───── Input records
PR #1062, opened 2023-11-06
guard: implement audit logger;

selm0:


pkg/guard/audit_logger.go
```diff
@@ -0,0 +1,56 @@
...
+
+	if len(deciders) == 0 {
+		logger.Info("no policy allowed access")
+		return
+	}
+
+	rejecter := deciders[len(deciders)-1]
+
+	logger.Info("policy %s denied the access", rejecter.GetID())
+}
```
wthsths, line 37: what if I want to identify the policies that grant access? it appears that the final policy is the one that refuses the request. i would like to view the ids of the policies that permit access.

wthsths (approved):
──────────
───── Input records
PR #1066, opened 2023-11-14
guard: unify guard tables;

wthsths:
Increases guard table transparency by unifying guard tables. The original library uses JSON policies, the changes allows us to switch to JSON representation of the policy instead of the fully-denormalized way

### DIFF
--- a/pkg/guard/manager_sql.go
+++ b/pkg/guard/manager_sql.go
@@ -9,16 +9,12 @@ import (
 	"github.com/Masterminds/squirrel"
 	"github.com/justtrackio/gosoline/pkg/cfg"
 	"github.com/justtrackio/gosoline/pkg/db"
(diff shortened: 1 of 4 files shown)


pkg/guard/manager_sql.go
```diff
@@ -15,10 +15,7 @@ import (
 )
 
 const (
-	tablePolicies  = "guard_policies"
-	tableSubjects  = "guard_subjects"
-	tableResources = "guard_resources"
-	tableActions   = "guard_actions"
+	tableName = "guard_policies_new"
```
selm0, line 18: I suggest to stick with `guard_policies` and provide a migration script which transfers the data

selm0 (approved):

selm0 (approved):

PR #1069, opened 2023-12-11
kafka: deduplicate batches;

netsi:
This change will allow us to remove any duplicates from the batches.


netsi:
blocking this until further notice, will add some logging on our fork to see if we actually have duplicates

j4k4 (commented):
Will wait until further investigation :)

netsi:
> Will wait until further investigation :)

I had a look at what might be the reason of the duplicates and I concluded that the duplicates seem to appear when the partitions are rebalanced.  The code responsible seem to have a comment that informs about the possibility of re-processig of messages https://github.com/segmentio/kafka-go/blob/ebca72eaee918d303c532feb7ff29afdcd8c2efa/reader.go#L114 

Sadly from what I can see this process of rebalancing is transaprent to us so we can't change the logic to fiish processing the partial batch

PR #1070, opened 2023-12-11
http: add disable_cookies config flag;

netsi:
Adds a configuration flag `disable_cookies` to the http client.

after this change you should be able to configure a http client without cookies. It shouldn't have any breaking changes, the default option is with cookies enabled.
──────────
Task description.
Take the lines above from the one containing "I had a look" down to the one containing "Adds a configuration", and transcribe them exactly, both ends included.

Response area.
I had a look at what might be the reason of the duplicates and I concluded that the duplicates seem to appear when the partitions are rebalanced.  The code responsible seem to have a comment that informs about the possibility of re-processig of messages https://github.com/segmentio/kafka-go/blob/ebca72eaee918d303c532feb7ff29afdcd8c2efa/reader.go#L114 

Sadly from what I can see this process of rebalancing is transaprent to us so we can't change the logic to fiish processing the partial batch

PR #1070, opened 2023-12-11
http: add disable_cookies config flag;

netsi:
Adds a configuration flag `disable_cookies` to the http client.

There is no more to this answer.